Q: Was the burden of proof properly dispensed with in the said case?

A: No. CBIC failed to controvert insured’s prima facie case.

Particularly, in insurance cases, once an insured makes out a prima facie case in its favor, the
burden of evidence shifts to the insurer to controvert the insured’s prima facie case.

An insurer who seeks to defeat a claim because of an exception or limitation in the policy has the
burden of establishing that the loss comes within the purview of the exception or limitation. If
loss is proved apparently within a contract of insurance, the burden is upon the insurer to
establish that the loss arose from a cause of loss which is excepted or for which it is not liable, or
from a cause which limits its liability.

In the present case, CBIC failed to discharge its primordial burden of establishing that the damage
or loss was caused by arson, a limitation in the policy. CBICs evidence did not prove that the fire
was intentionally caused by the insured.
Q: Is the insurance policy voided?

A: Yes. CBICs failure to prove arson does not mean that it also failed to prove fraud.

Arson and Fraud are two separate grounds based on two different sets of evidence, either of
which can void the insurance claim of UMC. The absence of one does not necessarily result in the
absence of the other.

In the present case, it was found that the invoices that UMC submitted were not genuine.

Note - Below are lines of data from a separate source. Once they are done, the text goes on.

Issue #180, opened 2022-09-29
Consolidate `backend_to` maps into one map.


pretentious7:
This will be useful to ensure we don't leak resources after a container is swept.

paulgb:
Rust lifetimes themselves don't change program behaviour, they only place limits on the behaviour that is allowed, so a good way of approaching problems like this is to ask “what behaviour would ensure that all container resources are cleaned up when a container is swept”.

A nice way to do this is to create a `struct` which takes ownership of all container-bound threads/resources, and cleans them up in its drop handler (either explicitly, if we implement `drop`, or implicitly, if we rely on `drop` automatically being called on each member).

This way we would replace all of the `backend_to` [maps](https://github.com/drifting-in-space/spawner/blob/df570118e1d06f6b54a61e7dd8537184ad31d654/drone/src/agent/executor.rs#L46-L50) with a map from backend ID to the new struct.

Note that the drop handler of a [`JoinHandle`](https://docs.rs/tokio/latest/tokio/task/struct.JoinHandle.html) does **not** automatically abort the task, but it's easy to write a wrapper around a `JoinHandle` that would do so.

Some open design questions:
- Should we also combine all container-bound event loops (stats, logs) into one event loop with a select? I'm not persuaded that the result is cleaner, but it's something to consider.
- Should we consolidate the code for (re)connecting to a container into this new `struct`? That way, both initial container creation as well as resuming a connection to an existing container after a restart could use the same code, e.g. `BackendMonitor::for_container(&container_name)`.

paulgb:
I've updated the title to reflect the more specific change that is needed here.

paulgb:
This is now implemented in #186

PR #186, opened 2022-10-01
Local spawner development environment

paulgb:
- [x] Add network so that the drone can access backends when run through docker-compose.
- [x] Add self-signed SSL certs and pass them to drone
- [x] Emit periodic messages for each backend from the agent
- [x] Implement `list-dns` command in CLI
- [x] Add IP API service so that controller can route to the right drone IP
- [x] Implement DNS server
- [x] Configure FF to use local DNS server
- [x] Configure FF to accept self-signed certs


paulgb:
image

Huzzah, it works!

paulgb:
This will close #180, #178, #119.

I'll make a follow-up task for supporting SOA records in DNS.

controller/src/dns/mod.rs
```diff
@@ -0,0 +1,218 @@
...
+                                    );
+                                    continue;
+                                }
+                            };
+                            let value = RData::A(ip);
+                            name_map.insert(key, value);
+                        }
+                        DnsRecordType::TXT => {
+                            let key = (v.cluster.clone(), v.name.clone(), DnsRecordType::TXT);
+                            let value = RData::TXT(TXT::new(vec![v.value]));
```
pretentious7, line 71: if I understand correctly this sets the latest TXT record from the stream right? Would this not cause race conditions with multiple drones? It'd be good to write a test with multiple drones on the same cluster to check at what point this is an issue.

controller/src/dns/mod.rs
```diff
@@ -0,0 +1,218 @@
...
+
+    let sock = UdpSocket::bind(ip_port_pair)
+        .await
+        .context("Binding UDP port for DNS server.")?;
+    fut.register_socket(sock);
+
+    let listener = TcpListener::bind(ip_port_pair)
+        .await
+        .context("Binding TCP port for DNS server.")?;
+    fut.register_listener(listener, Duration::from_secs(10));
```
pretentious7, line 209: the 10 here should be in a more descriptive const (something like MAX_TCP_CONNECTION_DURATION_SECS)

core/src/messages/dns.rs
```diff
@@ -20,17 +27,32 @@ pub struct SetDnsRecord {
...
         )
     }
 }
 
+impl JetStreamable for SetDnsRecord {
+    fn config() -> async_nats::jetstream::stream::Config {
+        async_nats::jetstream::stream::Config {
+            name: Self::stream_name().into(),
+            subjects: vec!["cluster.*.dns.*".into()],
+            max_age: Duration::from_secs(60),
```
pretentious7, line 46: this 60 is the minimum rate at which this message can be emitted without periods in which no dns is set, correct? if so, we should have a way to make sure we don't accidentally cause that, or a test to check for it.

drone/src/agent/backend.rs
```diff
@@ -0,0 +1,145 @@
...
+        dns::{DnsRecordType, SetDnsRecord},
+    },
+    nats::TypedNats,
+    types::{BackendId, ClusterName},
+};
+use tokio::{task::JoinHandle, time::sleep};
+use tokio_stream::StreamExt;
+
+/// JoinHandle does not abort when it is dropped; this wrapper does.
+struct AbortOnDrop<T>(JoinHandle<T>);
```
pretentious7, line 17: ooooooooooooo i like

drone/src/agent/backend.rs
```diff
@@ -0,0 +1,145 @@
...
+            loop {
+                nc.publish_jetstream(&SetDnsRecord {
+                    cluster: cluster.clone(),
+                    kind: DnsRecordType::A,
+                    name: backend_id.to_string(),
+                    value: ip.to_string(),
+                })
+                .await?;
+
+                sleep(Duration::from_secs(50)).await;
```
pretentious7, line 70: why 50?

drone/src/agent/backend.rs
```diff
@@ -0,0 +1,145 @@
...
+        nc: &TypedNats,
+    ) -> Self {
+        let log_loop = Self::log_loop(backend_id, docker, nc);
+        let stats_loop = Self::stats_loop(backend_id, docker, nc);
+        let dns_loop = Self::dns_loop(backend_id, ip, nc, cluster);
+
+        BackendMonitor {
+            _log_loop: AbortOnDrop(log_loop),
+            _stats_loop: AbortOnDrop(stats_loop),
+            _dns_loop: AbortOnDrop(dns_loop),
```
pretentious7, line 46: So, I understand this, but how do you know that these event loops get moved instead of copied? Here it's obvious, but I'm not entirely clear on the mechanism for this. Is it that unless .clone() is called, a non borrow is always a move?

drone/src/agent/docker.rs
```diff
@@ -284,16 +286,40 @@ impl DockerInterface {
...
+                return Ok(ip_addr.parse()?);
+            }
+        }
 
-        let port = inspect.network_settings?.ip_address?;
+        let networks = network_settings
+            .networks
+            .ok_or_else(|| anyhow!("Inspect did not return an IP or networks."))?;
+        if networks.len() != 1 {
+            return Err(anyhow!(
```
pretentious7, line 306: so if Inspect does return an Ip, then having multiple networks does not throw an error. is that intended?

drone/src/agent/executor.rs
```diff
@@ -63,9 +68,10 @@ impl Executor {
             database,
             nc,
             _container_events_handle: Arc::new(container_events_handle),
+            backend_to_monitor: Arc::default(),
```
pretentious7, line 71: So, the idea here is that backend_to_monitor lives as long as someone has a ref to it right? Shouldn't we be able to rework this into a non refcounted type which drops when container reaches a nonliving state?

No change needed for this PR, I'm just wondering.

pretentious7 (changes requested):
Great Stuff :D, I've left some comments regarding unexplained constants and a concern about TXT records, rest looks good.

I really like the BackendMonitor idea.

drone/src/agent/backend.rs
paulgb: Yes, if a value does not implement `Copy`, it has to be cloned explicitly by calling `.clone()`. `JoinHandle`, the underlying type which holds the threads, not only doesn't implement `Copy`, it also does not implement `Clone`. This means that _can't_ be cloned, even explicitly. So if we own a `JoinHandle`, we own the only handle to that task.

(If we wanted to access it in multiple places, we could wrap it in an `Arc` or `Rc`.)

drone/src/agent/backend.rs
paulgb: It hast to be at most 60 so that there's always a value within the ttl of 60 seconds, but we go a bit shorter in case the network is anomalously slow. I'm open to revisiting this approach, but it works for now.

drone/src/agent/docker.rs
paulgb: The underlying assumption here is that if a container has an IP associated with it (meaning that it has an IP on the default bridge network), that IP should be accessible from the drone at that IP. Depending on the setup, this may require that the drone runs on the same network, but overall it seems like a reasonable default assumption.

If the container does not have an IP, we take a more conservative approach and use the IP associated with a network if and only if it's the _only_ network. We could go through this list and look for the “right” network, but if someone is attaching a container to multiple networks, there's various things they might be trying to do, none of which I've particularly thought through at this point, so rather than inferring their desired outcome I'd rather just give an error and have them discuss the use case.

pretentious7: ye that makes sense!

drone/src/agent/executor.rs
paulgb: Yes, it lives as long as there is an `Executor`. It's necessary here because we clone the Executor, but we never actually access `backend_to_monitor` on those clones, so we could refactor to break `Executor` up into a smaller struct that gets passed around and remove this `Arc`.

We could design the control loops to exit when they reach a terminal state, in which case we could just spawn them and leave them unattached (we would drop the `JoinHandle`, which does not abort the underlying task), and not have a problem. The advantages to doing it this way are:

- We ensure that only one of each control loop is running per container. All control loops are owned by a `BackendMonitor`, and a `BackendMonitor` is only kept around by putting it into the "slot" belonging to that backend in `backend_to_monitor`. If we create a second `BackendMonitor` for the same backend, as soon as we insert it into `backend_to_monitor`, the old `BackendMonitor` is dropped. Because it is implemented to abort tasks on dropping, those redundant control loops get aborted.
- It makes it harder to create leaks where control loops aren't terminated after a container exits, because instead of verifying that each control loop self-aborts, we just need to verify that `BackendMonitor` gets dropped.

controller/src/dns/mod.rs
```diff
@@ -0,0 +1,218 @@
...
+                        }
+                    }
+                }
+
+                Ok(())
+            })
+        };
+
+        ClusterDnsServer {
+            name_map,
```
rolyatmax, line 82: Will this `name_map` have any of the updates from the `while` loop above? Aren't those inserts only happening on the cloned `name_map` inside the handle? (Maybe I'm not not understanding `name_map`'s scope correctly?)

paulgb: `name_map` is an `Arc` (**a**tomic **r**eference **c**ounted), which means that every "clone" is really just an additional (reference-counted) pointer to the same underlying map.

core/src/messages/dns.rs
paulgb: I will defer this to #187

drone/src/agent/executor.rs
paulgb: I'm not sure what you mean by having a futures queue in the executor? Do you mean flattening it into a state machine to avoid calling `tokio::spawn` entirely?

drone/src/agent/backend.rs
paulgb: yeah, good call, I've cleaned this up and made the values live in `SetDnsRecord`.

controller/src/dns/mod.rs
paulgb: Fixed.

controller/src/ttl_store/ttl_map.rs
```diff
@@ -26,48 +26,46 @@ impl<K: Hash + Eq + Clone, V> TtlMap<K, V> {
...
         }
-        let expiry = time
-            .checked_add_signed(self.ttl)
-            .expect("Adding ttl should never fail.");
+        let expiry = time + self.ttl;
         self.inner_map.insert(key.clone(), (expiry, value));
         self.queue.push_back((expiry, key));
     }
 
     pub fn get_or_insert<F: FnOnce() -> V>(&mut self, key: K, func: F) -> &mut V {
```
pretentious7, line 46: this takes a function, so should be called get_or_insert_with, no?

controller/src/ttl_store/ttl_map.rs
```diff
@@ -26,48 +26,46 @@ impl<K: Hash + Eq + Clone, V> TtlMap<K, V> {
             ttl,
             inner_map: HashMap::new(),
             queue: VecDeque::new(),
-            last_time: DateTime::<Utc>::MIN_UTC,
+            last_time: SystemTime::UNIX_EPOCH,
```
pretentious7, line 29: what's this for? is `last_time` supposed to be the last_time of access? its not updated anywhere though.

paulgb: Ah good catch, it's supposed to be the time of the last compaction, but I wasn't setting it. I've renamed it `last_compaction` and ensured that it is set.

drone/src/agent/executor.rs
pretentious7: yes but no state machine, just spawn_queue: Queue<tokio::Futures> field in the Executor struct, so start_backend and kill_backend instead of returning futures, return immediately after calling Executor.push_future_onto_queue(docker.kill_backend(...))
kinda like io_uring. But then it'll need callbacks for errors and such so maybe not. There's probably a more ergonomic rust way to achieve that.

pretentious7 (approved):
LGTM!!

In the case of Yu Ban Chuan vs. Fieldmens Insurance, the Supreme Court held that the submission
of false invoices to the adjusters establishes a clear case of fraud and misrepresentation which
voids the insurer’s liability as per condition of the policy. The falsity of the invoices is the best
evidence of the fraudulent character of plaintiff’s claim.

Hence, the insurance policy is voided and UMC cannot claim the proceeds of the insurance.